:: DATA ::
PR #417, opened 2022-10-17
put mobile in pnpm workspace

Brendonovich:
Using `node-linker=hoisted` which removes pnpm's symlink functionality, `@sd/mobile` can now be included in the monorepo. Code and asset sharing seems to work, with svgs being displayed properly and `@sd/client` importing properly.

Turborepo has not been configured yet, but will be in future.

Huge thanks to @byCedric and [expo-monorepo-example](https://github.com/byCedric/expo-monorepo-example) for showing how this is possible.


apps/mobile/metro.config.js
```diff
@@ -6,32 +6,42 @@ const [SDAssetsPath, SDAssetsPathExclude] = resolveUniqueModule('@sd/assets', '.
...
 const { getDefaultConfig } = require('expo/metro-config');
 const expoDefaultConfig = getDefaultConfig(__dirname);
 
+const projectRoot = __dirname;
+const workspaceRoot = path.resolve(projectRoot, '../..');
+
 const metroConfig = makeMetroConfig({
-	projectRoot: __dirname,
+	projectRoot,
+	watchFolders: [workspaceRoot],
```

:: TASK STATEMENT ::
Filter the records for lines containing the word "getDefaultConfig" and copy each one.

:: OUTPUT FOR THIS TASK ::
 const { getDefaultConfig } = require('expo/metro-config');
 const expoDefaultConfig = getDefaultConfig(__dirname);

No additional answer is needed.